# WHAT IS BEING ASKED:
Each line from the one containing "Thanks! See my comment." through the end of the records below must be repeated exactly, and no other line.

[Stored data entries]
= Beginning of Section =

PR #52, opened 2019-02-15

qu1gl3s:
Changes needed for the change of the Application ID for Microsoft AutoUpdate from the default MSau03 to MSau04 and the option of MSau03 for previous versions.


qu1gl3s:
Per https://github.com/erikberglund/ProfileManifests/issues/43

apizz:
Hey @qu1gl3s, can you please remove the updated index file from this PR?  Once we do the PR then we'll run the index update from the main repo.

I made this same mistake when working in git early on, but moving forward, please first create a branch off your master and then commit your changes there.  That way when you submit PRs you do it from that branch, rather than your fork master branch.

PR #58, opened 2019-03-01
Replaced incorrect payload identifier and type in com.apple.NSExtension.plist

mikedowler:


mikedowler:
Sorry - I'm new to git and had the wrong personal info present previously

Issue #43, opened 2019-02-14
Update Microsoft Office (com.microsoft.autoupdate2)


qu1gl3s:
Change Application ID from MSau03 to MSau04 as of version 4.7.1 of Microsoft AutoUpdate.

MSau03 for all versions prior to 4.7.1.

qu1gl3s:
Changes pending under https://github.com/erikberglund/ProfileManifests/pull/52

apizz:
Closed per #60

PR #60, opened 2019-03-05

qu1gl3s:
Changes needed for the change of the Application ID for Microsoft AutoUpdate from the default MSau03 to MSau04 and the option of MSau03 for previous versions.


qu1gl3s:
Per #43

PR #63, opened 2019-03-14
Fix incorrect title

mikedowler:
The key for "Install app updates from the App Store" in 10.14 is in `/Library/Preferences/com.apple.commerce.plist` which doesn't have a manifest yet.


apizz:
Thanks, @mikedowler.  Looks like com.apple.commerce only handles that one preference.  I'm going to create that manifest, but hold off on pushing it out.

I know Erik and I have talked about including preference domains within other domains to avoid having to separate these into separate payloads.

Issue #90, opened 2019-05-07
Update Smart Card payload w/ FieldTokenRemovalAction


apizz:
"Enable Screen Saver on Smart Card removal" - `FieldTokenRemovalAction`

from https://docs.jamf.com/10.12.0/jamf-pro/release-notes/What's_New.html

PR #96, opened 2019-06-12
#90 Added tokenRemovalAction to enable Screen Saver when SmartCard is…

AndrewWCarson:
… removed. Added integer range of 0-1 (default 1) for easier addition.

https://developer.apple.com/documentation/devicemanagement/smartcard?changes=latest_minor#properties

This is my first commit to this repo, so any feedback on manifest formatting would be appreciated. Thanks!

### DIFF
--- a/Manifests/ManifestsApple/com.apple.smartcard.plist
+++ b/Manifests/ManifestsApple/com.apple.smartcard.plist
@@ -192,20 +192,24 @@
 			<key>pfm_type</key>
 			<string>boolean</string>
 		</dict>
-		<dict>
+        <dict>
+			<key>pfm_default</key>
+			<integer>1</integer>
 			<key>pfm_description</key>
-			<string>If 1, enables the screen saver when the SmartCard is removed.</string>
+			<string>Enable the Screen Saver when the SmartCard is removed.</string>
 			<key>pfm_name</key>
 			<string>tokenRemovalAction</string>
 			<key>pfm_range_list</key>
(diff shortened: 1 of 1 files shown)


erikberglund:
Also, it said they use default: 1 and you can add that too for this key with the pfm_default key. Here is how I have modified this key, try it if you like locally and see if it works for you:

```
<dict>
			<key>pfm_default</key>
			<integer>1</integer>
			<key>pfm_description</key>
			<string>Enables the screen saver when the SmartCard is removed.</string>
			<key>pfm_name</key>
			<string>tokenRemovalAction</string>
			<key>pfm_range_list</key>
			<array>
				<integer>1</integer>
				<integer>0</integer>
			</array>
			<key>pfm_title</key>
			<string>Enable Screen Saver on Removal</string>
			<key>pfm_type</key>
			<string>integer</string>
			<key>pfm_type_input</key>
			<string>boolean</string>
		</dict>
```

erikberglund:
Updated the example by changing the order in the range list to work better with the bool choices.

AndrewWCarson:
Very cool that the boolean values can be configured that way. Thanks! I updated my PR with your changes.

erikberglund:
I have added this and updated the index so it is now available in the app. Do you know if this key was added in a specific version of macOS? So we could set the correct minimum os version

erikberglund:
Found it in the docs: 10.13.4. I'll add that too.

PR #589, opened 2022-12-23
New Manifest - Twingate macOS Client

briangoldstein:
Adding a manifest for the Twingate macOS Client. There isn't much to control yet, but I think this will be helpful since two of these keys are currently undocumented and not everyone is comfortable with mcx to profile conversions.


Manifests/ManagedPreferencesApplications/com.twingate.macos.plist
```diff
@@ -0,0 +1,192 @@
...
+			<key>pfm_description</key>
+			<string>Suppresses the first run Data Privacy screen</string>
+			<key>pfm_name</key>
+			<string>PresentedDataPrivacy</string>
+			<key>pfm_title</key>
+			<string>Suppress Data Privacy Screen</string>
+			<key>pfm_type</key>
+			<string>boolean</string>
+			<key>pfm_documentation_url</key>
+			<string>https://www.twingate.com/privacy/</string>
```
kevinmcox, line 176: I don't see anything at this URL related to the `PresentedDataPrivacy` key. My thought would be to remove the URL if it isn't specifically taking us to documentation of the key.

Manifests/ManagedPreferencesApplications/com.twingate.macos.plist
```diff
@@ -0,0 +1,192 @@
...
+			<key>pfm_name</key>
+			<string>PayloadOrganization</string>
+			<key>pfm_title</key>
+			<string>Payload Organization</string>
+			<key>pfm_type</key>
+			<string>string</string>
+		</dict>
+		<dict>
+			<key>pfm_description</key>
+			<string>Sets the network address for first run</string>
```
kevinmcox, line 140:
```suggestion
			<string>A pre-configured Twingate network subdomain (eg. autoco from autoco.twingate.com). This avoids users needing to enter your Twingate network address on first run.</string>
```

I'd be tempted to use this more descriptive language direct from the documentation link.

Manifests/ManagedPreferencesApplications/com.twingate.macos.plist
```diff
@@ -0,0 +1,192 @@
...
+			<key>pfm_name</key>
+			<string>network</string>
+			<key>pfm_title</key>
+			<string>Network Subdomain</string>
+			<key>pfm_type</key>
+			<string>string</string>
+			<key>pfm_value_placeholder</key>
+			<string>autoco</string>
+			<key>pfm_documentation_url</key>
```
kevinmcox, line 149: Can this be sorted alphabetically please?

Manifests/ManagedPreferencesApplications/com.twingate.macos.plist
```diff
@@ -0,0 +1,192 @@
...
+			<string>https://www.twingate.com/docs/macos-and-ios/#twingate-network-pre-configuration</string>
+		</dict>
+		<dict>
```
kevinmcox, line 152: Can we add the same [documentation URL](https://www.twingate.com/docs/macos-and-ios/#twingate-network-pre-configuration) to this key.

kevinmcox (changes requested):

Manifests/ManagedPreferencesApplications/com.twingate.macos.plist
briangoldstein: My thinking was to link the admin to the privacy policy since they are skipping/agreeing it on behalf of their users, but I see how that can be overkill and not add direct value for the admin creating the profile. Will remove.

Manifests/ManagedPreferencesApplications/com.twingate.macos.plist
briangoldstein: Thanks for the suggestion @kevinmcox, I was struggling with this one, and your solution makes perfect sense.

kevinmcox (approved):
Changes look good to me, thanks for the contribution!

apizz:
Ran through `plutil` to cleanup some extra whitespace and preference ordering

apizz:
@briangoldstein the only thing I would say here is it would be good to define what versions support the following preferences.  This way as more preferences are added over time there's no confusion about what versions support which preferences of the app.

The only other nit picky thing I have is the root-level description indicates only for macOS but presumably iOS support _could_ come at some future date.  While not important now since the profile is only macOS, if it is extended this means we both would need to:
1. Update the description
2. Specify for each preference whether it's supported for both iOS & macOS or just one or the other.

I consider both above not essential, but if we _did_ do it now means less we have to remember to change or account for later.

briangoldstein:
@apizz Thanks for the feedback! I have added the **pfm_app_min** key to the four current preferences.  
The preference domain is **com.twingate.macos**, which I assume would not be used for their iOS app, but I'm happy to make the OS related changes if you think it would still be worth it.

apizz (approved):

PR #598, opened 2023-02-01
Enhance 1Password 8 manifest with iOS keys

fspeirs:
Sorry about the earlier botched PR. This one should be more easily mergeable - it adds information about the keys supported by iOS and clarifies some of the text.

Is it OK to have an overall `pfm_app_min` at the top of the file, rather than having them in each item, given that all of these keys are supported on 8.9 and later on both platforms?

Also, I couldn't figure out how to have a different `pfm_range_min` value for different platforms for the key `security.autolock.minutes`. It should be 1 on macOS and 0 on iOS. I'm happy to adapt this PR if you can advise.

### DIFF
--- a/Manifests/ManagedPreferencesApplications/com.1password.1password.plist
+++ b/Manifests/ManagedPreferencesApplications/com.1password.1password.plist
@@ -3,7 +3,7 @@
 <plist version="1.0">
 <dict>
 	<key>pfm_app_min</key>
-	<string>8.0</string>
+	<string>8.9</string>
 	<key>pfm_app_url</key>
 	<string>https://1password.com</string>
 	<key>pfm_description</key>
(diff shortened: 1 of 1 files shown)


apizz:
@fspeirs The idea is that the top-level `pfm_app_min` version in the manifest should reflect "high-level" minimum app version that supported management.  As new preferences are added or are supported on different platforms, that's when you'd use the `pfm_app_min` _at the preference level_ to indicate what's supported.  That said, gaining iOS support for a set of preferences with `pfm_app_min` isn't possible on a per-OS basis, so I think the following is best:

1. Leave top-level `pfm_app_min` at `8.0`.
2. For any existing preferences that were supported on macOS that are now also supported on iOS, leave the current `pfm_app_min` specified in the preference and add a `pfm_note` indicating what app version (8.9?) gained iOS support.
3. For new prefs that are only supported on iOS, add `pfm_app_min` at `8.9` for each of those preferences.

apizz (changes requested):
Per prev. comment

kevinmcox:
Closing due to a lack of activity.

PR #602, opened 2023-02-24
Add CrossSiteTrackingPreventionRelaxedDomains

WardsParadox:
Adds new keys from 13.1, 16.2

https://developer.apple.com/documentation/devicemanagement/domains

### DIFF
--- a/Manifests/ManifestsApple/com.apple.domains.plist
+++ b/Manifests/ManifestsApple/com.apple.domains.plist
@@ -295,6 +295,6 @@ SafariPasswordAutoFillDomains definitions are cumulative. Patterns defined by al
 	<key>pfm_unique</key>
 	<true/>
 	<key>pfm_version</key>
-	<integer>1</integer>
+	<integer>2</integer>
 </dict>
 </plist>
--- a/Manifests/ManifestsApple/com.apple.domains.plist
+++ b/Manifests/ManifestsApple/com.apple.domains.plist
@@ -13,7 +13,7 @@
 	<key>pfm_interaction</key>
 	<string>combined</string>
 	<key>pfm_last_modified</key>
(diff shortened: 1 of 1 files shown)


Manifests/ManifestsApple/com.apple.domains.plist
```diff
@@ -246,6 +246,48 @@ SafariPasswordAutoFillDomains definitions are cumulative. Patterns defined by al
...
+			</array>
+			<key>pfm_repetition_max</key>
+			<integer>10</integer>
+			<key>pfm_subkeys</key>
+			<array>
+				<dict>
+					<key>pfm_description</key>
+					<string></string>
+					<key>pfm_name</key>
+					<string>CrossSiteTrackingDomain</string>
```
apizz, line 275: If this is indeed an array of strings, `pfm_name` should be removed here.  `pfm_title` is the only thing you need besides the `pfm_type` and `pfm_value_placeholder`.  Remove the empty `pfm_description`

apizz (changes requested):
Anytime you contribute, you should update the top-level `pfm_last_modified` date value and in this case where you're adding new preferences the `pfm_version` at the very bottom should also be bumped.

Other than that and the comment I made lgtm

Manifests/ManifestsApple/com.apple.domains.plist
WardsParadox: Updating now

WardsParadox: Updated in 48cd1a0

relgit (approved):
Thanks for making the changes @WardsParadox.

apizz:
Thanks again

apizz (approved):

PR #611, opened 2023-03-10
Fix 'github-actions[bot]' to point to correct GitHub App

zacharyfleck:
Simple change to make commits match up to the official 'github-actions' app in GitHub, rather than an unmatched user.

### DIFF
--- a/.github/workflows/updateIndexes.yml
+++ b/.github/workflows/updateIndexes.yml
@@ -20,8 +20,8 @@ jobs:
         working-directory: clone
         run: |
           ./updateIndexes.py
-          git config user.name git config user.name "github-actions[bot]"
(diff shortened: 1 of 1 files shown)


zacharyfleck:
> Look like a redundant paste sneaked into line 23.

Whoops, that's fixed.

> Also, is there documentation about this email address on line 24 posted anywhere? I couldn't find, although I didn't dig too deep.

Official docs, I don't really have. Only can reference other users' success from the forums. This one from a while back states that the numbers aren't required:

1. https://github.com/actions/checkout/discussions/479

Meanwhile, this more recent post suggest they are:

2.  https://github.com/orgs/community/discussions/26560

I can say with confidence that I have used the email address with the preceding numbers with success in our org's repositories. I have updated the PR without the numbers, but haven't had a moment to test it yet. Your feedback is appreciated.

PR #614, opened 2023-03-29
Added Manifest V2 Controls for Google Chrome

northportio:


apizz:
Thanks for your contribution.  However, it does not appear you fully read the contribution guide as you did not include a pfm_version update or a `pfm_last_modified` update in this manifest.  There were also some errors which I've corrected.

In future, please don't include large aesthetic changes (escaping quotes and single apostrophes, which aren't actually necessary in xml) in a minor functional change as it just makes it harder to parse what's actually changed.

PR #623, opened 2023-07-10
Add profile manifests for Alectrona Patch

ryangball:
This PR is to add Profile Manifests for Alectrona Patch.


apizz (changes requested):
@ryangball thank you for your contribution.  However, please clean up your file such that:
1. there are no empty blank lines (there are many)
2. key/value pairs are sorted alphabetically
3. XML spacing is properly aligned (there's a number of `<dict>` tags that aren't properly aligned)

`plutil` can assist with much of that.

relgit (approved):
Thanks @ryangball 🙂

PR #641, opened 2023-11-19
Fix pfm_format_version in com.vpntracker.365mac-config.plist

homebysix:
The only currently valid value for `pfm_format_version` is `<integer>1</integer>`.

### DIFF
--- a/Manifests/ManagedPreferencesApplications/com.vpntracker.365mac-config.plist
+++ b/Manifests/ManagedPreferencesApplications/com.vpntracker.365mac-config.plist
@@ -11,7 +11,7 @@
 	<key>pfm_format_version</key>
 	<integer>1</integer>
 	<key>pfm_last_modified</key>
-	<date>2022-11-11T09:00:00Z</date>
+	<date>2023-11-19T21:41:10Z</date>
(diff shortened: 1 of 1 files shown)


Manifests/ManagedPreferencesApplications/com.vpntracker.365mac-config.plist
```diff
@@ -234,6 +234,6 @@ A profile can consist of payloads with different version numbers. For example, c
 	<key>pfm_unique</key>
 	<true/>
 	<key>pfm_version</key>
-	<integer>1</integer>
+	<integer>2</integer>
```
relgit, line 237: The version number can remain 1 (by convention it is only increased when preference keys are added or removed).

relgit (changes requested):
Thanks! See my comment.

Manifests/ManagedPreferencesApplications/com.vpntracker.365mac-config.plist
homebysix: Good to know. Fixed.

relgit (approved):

= End of Section =

# ANSWER TO THE PROBLEM:
Thanks! See my comment.

Manifests/ManagedPreferencesApplications/com.vpntracker.365mac-config.plist
homebysix: Good to know. Fixed.

relgit (approved):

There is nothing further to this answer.